(SOURCE MATERIAL begins)

PR #88, opened 2016-08-11
Use new models in api

petey:
Refactored api plugins to utilize new models/factories.

### DIFF
--- a/lib/server.js
+++ b/lib/server.js
@@ -30,20 +30,24 @@ function prettyPrintErrors(request, reply) {
  * @method
  * @param  {Object}      config
  * @param  {Object}      config.httpd
- * @param  {Integer}     config.httpd.port Port number to listen to
- * @param  {String}      config.httpd.host Public hostname
- * @param  {Object}      config.httpd.tls  TLS Configuration
- * @param  {Datastore}   config.datastore  Datastore to use for resources
- * @param  {Executor}    config.executor   Executor to use for resources
- * @param  {Function}    callback          Callback to invoke when server has started.
- * @return {http.Server}                   A listener: NodeJS http.Server object
+ * @param  {Integer}     config.httpd.port          Port number to listen to
+ * @param  {String}      config.httpd.host          Public hostname
+ * @param  {Object}      config.httpd.tls           TLS Configuration
+ * @param  {Factory}     config.pipelineFactory     Pipeline Factory instance
+ * @param  {Factory}     config.jobFactory          Job Factory instance
+ * @param  {Factory}     config.userFactory         User Factory instance
+ * @param  {Factory}     config.buildFactory        Build Factory instance
+ * @param  {Function}    callback                   Callback to invoke when server has started.
+ * @return {http.Server}                            A listener: NodeJS http.Server object
  */
 module.exports = (config, callback) => {
     // Create a server with a host and port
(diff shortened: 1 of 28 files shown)


jer:
Tough to review thoroughly, but I trust it 👍 

ygo9bh2

lib/server.js
```diff
@@ -42,8 +42,10 @@ module.exports = (config, callback) => {
     // Create a server with a host and port
     const server = new Hapi.Server({
         app: {
-            datastore: config.datastore,
-            executor: config.executor
+            pipelineFactory: config.pipelineFactory,
```
nkatzman: will need to update documentation of the function with this config change

Also, I'm wondering if there is a way we can make this generic

As in we pass the values in the config as:
```
config.factories = {
   pipelineFactory: instanceOfPipelineFactory
   ...
}
``` 

And then we can loop each factory and place them in the app.

Idk if that would be a good solution, but right now it seems like this `lib/server` is completely dependent on the `bin/server` to pass in all of the factories

File: plugins/builds/README.md [hunk 2]
```diff
@@ -8,16 +8,21 @@ const server = new Hapi.Server();
...
 server.connection({ port: 3000 });
 
 server.register({
     register: buildsPlugin,
     options: {
-        datastore: new Datastore(),
-        executor: new Executor({
-            executorOption1: 'hostname'
-        })
+        pipelineFactory: Models.PipelineFactory.getInstance({ datastore }),
```
nkatzman: does this actually work?

lib/server.js
petey: I'll update the docs.

`lib/server` is already dependent on `bin/server` to pass datastore and executor. Since datastore and executor are needed only by the factory methods, it makes sense to pass the factories in the same way.

plugins/builds/README.md
petey: Hmm. Maybe? Did `options.datastore` actually work before? Alternatively, we could just remove the options part entirely.

plugins/webhooks/github.js
```diff
@@ -22,52 +18,43 @@ let build;
  * @param  {Hapi.reply}   reply   Reply to user
  */
 function pullRequestOpened(options, request, reply) {
+    const jobFactory = request.server.settings.app.jobFactory;
+    const buildFactory = request.server.settings.app.buildFactory;
     const eventId = options.eventId;
     const pipelineId = options.pipelineId;
-    const jobId = options.jobId;
```
d2lam: We no longer use options.jobId then? Should remove it from comment section.

plugins/pipelines/create.js
```diff
@@ -18,60 +39,60 @@ module.exports = (server, options) => ({
...
-                if (err) {
-                    return reply(boom.wrap(err));
-                }
-                const location = urlLib.format({
-                    host: request.headers.host,
-                    port: request.headers.port,
-                    protocol: request.server.info.protocol,
-                    pathname: `${request.path}/${result.id}`
-                });
+                // hooray, a pipeline is born!
```
tkyi: 🎉 🎈

tkyi:
👍  LGTM
giphy-6

FenrirUnbound:
👍 

Looks good to me

ioxaegu

PR #89, opened 2016-08-11
Add stack trace on 500

petey:
Hard to debug errors when 500 as there is no stack trace in the logs. This PR aims to fix that.


jer:
👍

nkatzman:
👍

PR #105, opened 2016-08-17
Add scmPlugin and fix Endtime

d2lam:
- Pull in new datastore dynamo and models, which uses the new schema to validate. 
- Pull in scmPlugin to pass into model factories


nicolaifsf:
endtime fixes look good to me

nkatzman:
👍

jer:
👍

PR #107, opened 2016-08-18
Pass Factories via server.app

nkatzman:
This PR changes how we pass the factories to the plugins, this is because the old way, via the instantiation of the server, actually sets the values via a shallow copy (as seen https://github.com/hapijs/hapi/blob/master/lib/server.js#L34)

Instead, we are going to pass them via server.app settings, which are available wherever there is a server object.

(SOURCE MATERIAL ends)

Each line above where the word "that" occurs should be returned in full.

Idk if that would be a good solution, but right now it seems like this `lib/server` is completely dependent on the `bin/server` to pass in all of the factories
Hard to debug errors when 500 as there is no stack trace in the logs. This PR aims to fix that.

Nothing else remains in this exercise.